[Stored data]

----

Issue #40, opened 2020-01-09
function reference URL in tip or note will break jekyll build


daviddemeij:
I discovered that when using a function reference URL in a `> note:` or `> tip:` it will break the jekyll build locally as well as on my Heroku app with the following exception:
```
Liquid Exception: Invalid syntax for include tag: content="The <a href="utils#example_func">The <code>example_func</code></a> does something ." Valid syntax: {% include file.ext param='value' param2='value' %} in utils.html
```
I confirmed this by removing one of the links (then it gave an error on the next one) and by removing both of them (solving the error).

I think this is caused by the double quotes in the url breaking the `content=" ... "`, maybe a solution would be to use single quotes in the translation of the urls to html. I will try this and make a pull request if it works.

sgugger:
Fixed by #41

PR #41, opened 2020-01-09
Fix jekyll note doclinks

daviddemeij:
Changed the double quotes in the `add_jekyll_note` function by single quotes escaped (using `\`). I also updated the test case and added an example of a doc link in a Jekyll note to show that it works now.

Tested this for the nbdev docs as well as for my own docs (where I initially encountered the problem) and it seems to solve the problem in both cases.

Solves #40


daviddemeij:
To keep it clean, I did not rebuild the entire docs yet since it seems some other things also changed (that are unrelated to my changes).

sgugger:
Thanks, I'll rebuild the doc as a follow-up commit!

----

_Exercise brief_
Take the lines above from the one containing "I discovered that" down to the one containing "I confirmed this", and transcribe them exactly, both ends included.

_Response_
I discovered that when using a function reference URL in a `> note:` or `> tip:` it will break the jekyll build locally as well as on my Heroku app with the following exception:
```
Liquid Exception: Invalid syntax for include tag: content="The <a href="utils#example_func">The <code>example_func</code></a> does something ." Valid syntax: {% include file.ext param='value' param2='value' %} in utils.html
```
I confirmed this by removing one of the links (then it gave an error on the next one) and by removing both of them (solving the error).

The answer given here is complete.